Ahmed Naji, 31, is an Egyptian novelist and journalist born in Mansoura in 1985. He is the author of three books, Rogers (2007), Seven Lessons Learned from Ahmed Makky (2009), and The Use of Life (2014), as well as numerous blogs and other articles. He is also a journalist for Akhbar al-Adab, a state-funded literary magazine and frequently contributes to other newspapers and websites including Al-Modon and Al-Masry Al-Youm. He has been a vocal critic of official corruption under the rule of Egyptian President Abdel Fattah al-Sisi.

In August 2014, Akhbar al-Adab published an excerpt from his third book, The Use of Life, which had been previously approved by Egypt’s censorship authority. In the excerpt, the narrator smokes hashish, drinks alcohol with his friends, and enjoys a sexual relationship with a woman. Hani Saleh Tawfik, a 65-year-old Egyptian man, filed a case against Naji, alleging that reading the excerpt had caused him to experience heart palpitations, sickness, and a drop in blood pressure.
Prosecutors argued that Naji’s use of “vulgar” phrases and sexually explicit scenes constituted a “disease” destroying Egyptian social values. Naji and his lawyer argued that the words used in his novel were widely used in common conversation in Cairo and also in classical Arabic literature. Naji also said that the prosecutor was treating his fictional novel as if it were fact, threatening to add charges against Naji for “dealing with hashish” because the novel’s excerpt described drug usage. In December 2015, a lower court acquitted Naji. The prosecution appealed the case in February 2016 to a higher court, which found Naji guilty and sentenced him to two years in prison—the maximum sentence for the charges he faced. The editor-in-chief of Akhbar al-Adab, Tarek al-Taher, was also fined approximately $1,250 for publishing the excerpt.
The Egyptian Constitution, drafted in 2014, explicitly guarantees freedom of artistic and literary creation, freedom of thought and opinion, and freedom of the press. Article 67 forbids the jailing of artists and writers for publishing their work. However, Article 178 of the Penal Code, under which Naji was sentenced, criminalizes content that violates public morals. Naji’s lawyers submitted a motion to the Prosecutor-General arguing that the sentence against Naji should not be implemented since it violates the Egyptian Constitution, which was finally accepted in December 2016. His legal team has also appealed the verdict, and has asked that the case be retried altogether.
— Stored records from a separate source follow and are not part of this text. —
PR #602, opened 2018-10-04
Verify server version is read in check_versions

### LINKED ISSUE #589: Check for errors when comparing versions on main_update() in update.c
Reported swupd output:

Version on server (-404) is not newer than system version (60)

In: https://github.com/clearlinux/swupd-client/blob/c9ee84c70c7c6dc386fb9f9e25bba32f951ba47d/src/update.c#L302

castulo:
check_versions is a function that performs some validations using
the target system current version, the server version, and the
requested_version (if any), but if there was an error while retrieving
the server version no action would be taken.

This commit adds a verification to make sure the server version was
able to be identified.

Closes #589


otaviobp:
check_update is validating the versions too. I think it's a good idea if you can merge those 2 functions in 1. I'm trying to avoid code duplication. The only difference is that check_update doesn't have a requested_version.

castulo:
> check_update is validating the versions too. I think it's a good idea if you can merge those 2 functions in 1. I'm trying to avoid code duplication. The only difference is that check_update doesn't have a requested_version.

I decided not to merge both functions, I think they make more sense separate as they are, but I moved the validations of the server and current versions to the read_versions function, this should take care of the duplicated code.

The crackdown on artists and writers in Egypt has intensified since President Sisi took power in 2014, including new restrictions on the press, arrests of writers, journalists, and activists, shuttering of theaters and art galleries, and violent suppression of peaceful dissent and public demonstrations. According to the Committee to Protect Journalists, as of December 1, 2016, Egypt ranks third in the world in its number of jailed journalists, behind only Turkey and China.
Egypt’s literary and political communities have expressed widespread support for Naji. Seven members of the committee that wrote the Egyptian Constitution published a statement in February 2016 condemning Naji’s sentencing as unconstitutional, arguing that the conviction contravenes Article 67 of the Constitution. Over 500 Egyptian writers and artists also signed a statement in February 2016 in solidarity with Naji, criticizing the government’s “multi-armed attack on a number of writers and journalists because of their opinions” and the “terrible and terrifying path taken by the regime.”